DATA FOR THIS EXERCISE Start Marker
PR #1848, opened 2022-03-26
Some cleanups related to use of ExceptT

Xitian9:


hledger-lib/Hledger/Read/Common.hs
```diff
@@ -249,42 +249,29 @@ commodityStyleFromRawOpts rawOpts =
...
+-- Timeclock and Timedot files.
+initialiseAndParseJournal :: ErroringJournalParser IO ParsedJournal -> InputOpts
+                          -> FilePath -> Text -> ExceptT String IO Journal
+initialiseAndParseJournal parser iopts f txt =
+    prettyParseErrors $ runParserT (evalStateT parser initJournal) f txt
+  where
+    y = first3 . toGregorian $ _ioDay iopts
+    initJournal = nulljournal{jparsedefaultyear = Just y, jincludefilestack = [f]}
+    prettyParseErrors = withExceptT customErrorBundlePretty . liftEither
+                    <=< withExceptT (finalErrorBundlePretty . attachSource f txt)
```
simonmichael, line 274: Woah, prettyParseErrors.. what is going on there, perhaps a short comment for future devs ?

Xitian9: What do you mean? It's completely self-explanatory. (end sarcasm). Okay, comment and type signature added.

simonmichael:
Thanks!

PR #1850, opened 2022-03-29
Switch to table-layout for tabular layout

### LINKED ISSUE #1679: Replacing/Breaking off Text.Tabular.AsciiWide.
There have been calls at various points to break off AsciiWide and WideString into its own library (see e.g. #1136).
The functionality is completely independent of hledger, and making it available for re-use/decoupling the versions would be useful. AsciiWide also happens to add a surprising amount to build time (a little under 5s on my system), so splitting this off would help build times.

That said, AsciiWide may not be (is probably not) the best solution to the problem, and instead of reinventing the wheel maybe we want to adopt another solution. [table-layout](https://hackage.haskell.org/package/table-layout) is a solution that people here have looked at before, and seems well-aligned to the job to be done. It also seems that it would make aligning on decimal points (a long-requested feature) easy. However, it does not seem to support wide characters (https://github.com/muesli4/table-layout/issues/8). @ony and @simonmichael put in some effort to see if that could be added about a year and a half ago; maybe I could put out feelers to see if they are open to more work on that.

Xitian9:
Fixes #1679. This gets rid of our home-customised Text.Tabular.AsciiWide and Text.WideString modules in favour of the external library table-layout.

At the moment this relies on a few PRs awaiting merge over at table-layout so it's probably not ready to be merged quite yet, but I'm putting it here for comment. I've broken it into several commits so that the changes are more bite-sized, but these changes are not atomic and tests will fail in the middle (mostly due to colouring negative amounts not being reintroduced until showMixedAmountB being updated), though it compiles at each step.


Xitian9:
This PR would open the door to a number of potential improvements/customisations.

- It would fairly easily allow aligning amounts on decimal points: https://github.com/muesli4/table-layout/issues/32
- table-layout has a fairly robust table styling interface, and we could easily make our tables fancier, if that's the sort of thing we felt like doing. Here's an example of one of the fancier tables it can create (ignore github-induced gaps between lines)
```
╭───╥───────────────────┬───────────────────┬────────────┰────────────┬────────────┬────────────┬────────────┰────────────┬────────────╮
│   ║     Some text     │   Some numbers    │     X      ┃     Z      │     W      │     A      │     B      ┃    Text    │     Y      │
╞═══╬═══════════════════╪═══════════════════╪════════════╋════════════╧════════════╪════════════╧════════════╋════════════╧════════════╡
│ 1 ║ This is long text ┆    4.20000000     ┆    foo     ┃    blah         bloo    ┆    blop         blog    ┃   Short         baz     │
│   ║       Short       ┆ 200300400500600.2 ┆    bar     ┃   yadda         yoda    ┆   yeeda         york    ┃   Short        wibble   │
├───╫┄┄┄┄┄┄┄┄┄┄┄┄┄┄┄┄┄┄┄┼┄┄┄┄┄┄┄┄┄┄┄┄┄┄┄┄┄┄┄┼┄┄┄┄┄┄┄┄┄┄┄┄╂┄┄┄┄┄┄┄┄┄┄┄┄┄┄┄┄┄┄┄┄┄┄┄┄┄┼┄┄┄┄┄┄┄┄┄┄┄┄┄┄┄┄┄┄┄┄┄┄┄┄┄╂┄┄┄┄┄┄┄┄┄┄┄┄┄┄┄┄┄┄┄┄┄┄┄┄┄┤
│ 2 ║ This is long text ┆    4.20000000     ┆    foo     ┃  bibbidy      babbidy   ┆    boo          blue    ┃   Short        wobble   │
╰───╨───────────────────┴───────────────────┴────────────┸─────────────────────────┴─────────────────────────┸─────────────────────────╯
```

simonmichael:
I know you already updated this a bunch of times, but when you get time could you do it once more and I'll review and merge if possible. 

The hledger-lib/Text/WideString.hs utils are might be useful down the road, could we to keep them around a bit longer ?

As you saw in chat I would like to tweak table borders, adding consistent separators for totals. Maybe also using the same style for all borders, making life simpler (rather than adding more complex styling - but no harm to have that ability in the toolbox).

How could using table-layout help with decimal aligning ?

simonmichael:
> How could using table-layout help with decimal aligning ?

"Align content in a column at a character occurence.", I see, nifty. Might be a bit tricky with our variable decimal marks..

Xitian9:
> "Align content in a column at a character occurence.", I see, nifty. Might be a bit tricky with our variable decimal marks..

It's possible with a custom implementation of `Cell`. See here: https://github.com/muesli4/table-layout/issues/32

simonmichael:
https://github.com/muesli4/table-layout/issues/43

Xitian9:
As much as I would love to see something like this integrated at some point – and I think `table-layout` provides an excellent technical solution – the project seems to have stagnated, with the last change necessary for passing all our tests being stalled for more than two years now.

I'll reluctantly close this pull request, but I continue to think that we should ideally use an external library for table formatting and layout, rather than a custom in-house solution.

simonmichael:
Thanks for following up @Xitian9.

PR #546, opened 2025-03-25
chore(gui): removed axios reliance in e2e tests

mzedel:


frontend/tests/e2e_tests/utils/commands.ts
```diff
@@ -215,24 +215,16 @@ export const stopDockerClient = async () => {
...
-    httpsAgent: new https.Agent({
-      rejectUnauthorized: false
-    })
+export const login = async (username: string, password: string, baseUrl: string, request: APIRequestContext) => {
+  const response = await request.post(`${baseUrl}api/management/v1/useradm/auth/login`, {
+    headers: { Authorization: `Basic ${Buffer.from(`${username}:${password}`).toString('base64')}` }
   });
 
-  if (request.status !== 200) {
+  if (response.status() !== 200) {
```
mineralsfree: Maybe we can use `response.ok()` as you did in `frontend/tests/e2e_tests/integration/01-login.spec.ts` ?

mineralsfree (dismissed):

frontend/tests/e2e_tests/utils/commands.ts
mzedel: 👌 good point, aligned it in the other locations as well

mineralsfree (approved):

PR #571, opened 2025-04-09
ci: Update enterprise merge PR title to skip CI and add instructions

alfrunes:
Requires https://github.com/mendersoftware/integration-test-runner/pull/373


merlin-northern (approved):
I use completely different instructions, but it is ok.

PR #572, opened 2025-04-10
Fix location header and accesslog for deployments service

alfrunes:


kjaskiewiczz:
@alfrunes is that a breaking change?

alfrunes:
> @alfrunes is that a breaking change?

I consider this a bug fix as the previous relative link location is incorrect. For example for creating deployments it would resolve to the absolute path: `/api/management/v1/deployments/deployments/management/v1/deployments/deployments/<id>`.

kjaskiewiczz (approved):

PR #580, opened 2025-04-15
Increase frontend unit tests timeout

alfrunes:


mzedel (changes requested):
The [commit message introducing the timeout](https://github.com/mendersoftware/mender-server/commit/ef8a8d7bb722e413c6bd29ea295cee777484b296) should show the reasoning behind the shorter cutoff - since the failures don't happen locally I suspect there's something to https://northerntech.atlassian.net/browse/QA-983?focusedCommentId=116926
DATA FOR THIS EXERCISE End Marker
YOUR ASSIGNMENT:
Recopy the whole listing exactly.

RESPONSE TO THE TASK:
PR #1848, opened 2022-03-26
Some cleanups related to use of ExceptT

Xitian9:


hledger-lib/Hledger/Read/Common.hs
```diff
@@ -249,42 +249,29 @@ commodityStyleFromRawOpts rawOpts =
...
+-- Timeclock and Timedot files.
+initialiseAndParseJournal :: ErroringJournalParser IO ParsedJournal -> InputOpts
+                          -> FilePath -> Text -> ExceptT String IO Journal
+initialiseAndParseJournal parser iopts f txt =
+    prettyParseErrors $ runParserT (evalStateT parser initJournal) f txt
+  where
+    y = first3 . toGregorian $ _ioDay iopts
+    initJournal = nulljournal{jparsedefaultyear = Just y, jincludefilestack = [f]}
+    prettyParseErrors = withExceptT customErrorBundlePretty . liftEither
+                    <=< withExceptT (finalErrorBundlePretty . attachSource f txt)
```
simonmichael, line 274: Woah, prettyParseErrors.. what is going on there, perhaps a short comment for future devs ?

Xitian9: What do you mean? It's completely self-explanatory. (end sarcasm). Okay, comment and type signature added.

simonmichael:
Thanks!

PR #1850, opened 2022-03-29
Switch to table-layout for tabular layout

### LINKED ISSUE #1679: Replacing/Breaking off Text.Tabular.AsciiWide.
There have been calls at various points to break off AsciiWide and WideString into its own library (see e.g. #1136).
The functionality is completely independent of hledger, and making it available for re-use/decoupling the versions would be useful. AsciiWide also happens to add a surprising amount to build time (a little under 5s on my system), so splitting this off would help build times.

That said, AsciiWide may not be (is probably not) the best solution to the problem, and instead of reinventing the wheel maybe we want to adopt another solution. [table-layout](https://hackage.haskell.org/package/table-layout) is a solution that people here have looked at before, and seems well-aligned to the job to be done. It also seems that it would make aligning on decimal points (a long-requested feature) easy. However, it does not seem to support wide characters (https://github.com/muesli4/table-layout/issues/8). @ony and @simonmichael put in some effort to see if that could be added about a year and a half ago; maybe I could put out feelers to see if they are open to more work on that.

Xitian9:
Fixes #1679. This gets rid of our home-customised Text.Tabular.AsciiWide and Text.WideString modules in favour of the external library table-layout.

At the moment this relies on a few PRs awaiting merge over at table-layout so it's probably not ready to be merged quite yet, but I'm putting it here for comment. I've broken it into several commits so that the changes are more bite-sized, but these changes are not atomic and tests will fail in the middle (mostly due to colouring negative amounts not being reintroduced until showMixedAmountB being updated), though it compiles at each step.


Xitian9:
This PR would open the door to a number of potential improvements/customisations.

- It would fairly easily allow aligning amounts on decimal points: https://github.com/muesli4/table-layout/issues/32
- table-layout has a fairly robust table styling interface, and we could easily make our tables fancier, if that's the sort of thing we felt like doing. Here's an example of one of the fancier tables it can create (ignore github-induced gaps between lines)
```
╭───╥───────────────────┬───────────────────┬────────────┰────────────┬────────────┬────────────┬────────────┰────────────┬────────────╮
│   ║     Some text     │   Some numbers    │     X      ┃     Z      │     W      │     A      │     B      ┃    Text    │     Y      │
╞═══╬═══════════════════╪═══════════════════╪════════════╋════════════╧════════════╪════════════╧════════════╋════════════╧════════════╡
│ 1 ║ This is long text ┆    4.20000000     ┆    foo     ┃    blah         bloo    ┆    blop         blog    ┃   Short         baz     │
│   ║       Short       ┆ 200300400500600.2 ┆    bar     ┃   yadda         yoda    ┆   yeeda         york    ┃   Short        wibble   │
├───╫┄┄┄┄┄┄┄┄┄┄┄┄┄┄┄┄┄┄┄┼┄┄┄┄┄┄┄┄┄┄┄┄┄┄┄┄┄┄┄┼┄┄┄┄┄┄┄┄┄┄┄┄╂┄┄┄┄┄┄┄┄┄┄┄┄┄┄┄┄┄┄┄┄┄┄┄┄┄┼┄┄┄┄┄┄┄┄┄┄┄┄┄┄┄┄┄┄┄┄┄┄┄┄┄╂┄┄┄┄┄┄┄┄┄┄┄┄┄┄┄┄┄┄┄┄┄┄┄┄┄┤
│ 2 ║ This is long text ┆    4.20000000     ┆    foo     ┃  bibbidy      babbidy   ┆    boo          blue    ┃   Short        wobble   │
╰───╨───────────────────┴───────────────────┴────────────┸─────────────────────────┴─────────────────────────┸─────────────────────────╯
```

simonmichael:
I know you already updated this a bunch of times, but when you get time could you do it once more and I'll review and merge if possible. 

The hledger-lib/Text/WideString.hs utils are might be useful down the road, could we to keep them around a bit longer ?

As you saw in chat I would like to tweak table borders, adding consistent separators for totals. Maybe also using the same style for all borders, making life simpler (rather than adding more complex styling - but no harm to have that ability in the toolbox).

How could using table-layout help with decimal aligning ?

simonmichael:
> How could using table-layout help with decimal aligning ?

"Align content in a column at a character occurence.", I see, nifty. Might be a bit tricky with our variable decimal marks..

Xitian9:
> "Align content in a column at a character occurence.", I see, nifty. Might be a bit tricky with our variable decimal marks..

It's possible with a custom implementation of `Cell`. See here: https://github.com/muesli4/table-layout/issues/32

simonmichael:
https://github.com/muesli4/table-layout/issues/43

Xitian9:
As much as I would love to see something like this integrated at some point – and I think `table-layout` provides an excellent technical solution – the project seems to have stagnated, with the last change necessary for passing all our tests being stalled for more than two years now.

I'll reluctantly close this pull request, but I continue to think that we should ideally use an external library for table formatting and layout, rather than a custom in-house solution.

simonmichael:
Thanks for following up @Xitian9.

PR #546, opened 2025-03-25
chore(gui): removed axios reliance in e2e tests

mzedel:


frontend/tests/e2e_tests/utils/commands.ts
```diff
@@ -215,24 +215,16 @@ export const stopDockerClient = async () => {
...
-    httpsAgent: new https.Agent({
-      rejectUnauthorized: false
-    })
+export const login = async (username: string, password: string, baseUrl: string, request: APIRequestContext) => {
+  const response = await request.post(`${baseUrl}api/management/v1/useradm/auth/login`, {
+    headers: { Authorization: `Basic ${Buffer.from(`${username}:${password}`).toString('base64')}` }
   });
 
-  if (request.status !== 200) {
+  if (response.status() !== 200) {
```
mineralsfree: Maybe we can use `response.ok()` as you did in `frontend/tests/e2e_tests/integration/01-login.spec.ts` ?

mineralsfree (dismissed):

frontend/tests/e2e_tests/utils/commands.ts
mzedel: 👌 good point, aligned it in the other locations as well

mineralsfree (approved):

PR #571, opened 2025-04-09
ci: Update enterprise merge PR title to skip CI and add instructions

alfrunes:
Requires https://github.com/mendersoftware/integration-test-runner/pull/373


merlin-northern (approved):
I use completely different instructions, but it is ok.

PR #572, opened 2025-04-10
Fix location header and accesslog for deployments service

alfrunes:


kjaskiewiczz:
@alfrunes is that a breaking change?

alfrunes:
> @alfrunes is that a breaking change?

I consider this a bug fix as the previous relative link location is incorrect. For example for creating deployments it would resolve to the absolute path: `/api/management/v1/deployments/deployments/management/v1/deployments/deployments/<id>`.

kjaskiewiczz (approved):

PR #580, opened 2025-04-15
Increase frontend unit tests timeout

alfrunes:


mzedel (changes requested):
The [commit message introducing the timeout](https://github.com/mendersoftware/mender-server/commit/ef8a8d7bb722e413c6bd29ea295cee777484b296) should show the reasoning behind the shorter cutoff - since the failures don't happen locally I suspect there's something to https://northerntech.atlassian.net/browse/QA-983?focusedCommentId=116926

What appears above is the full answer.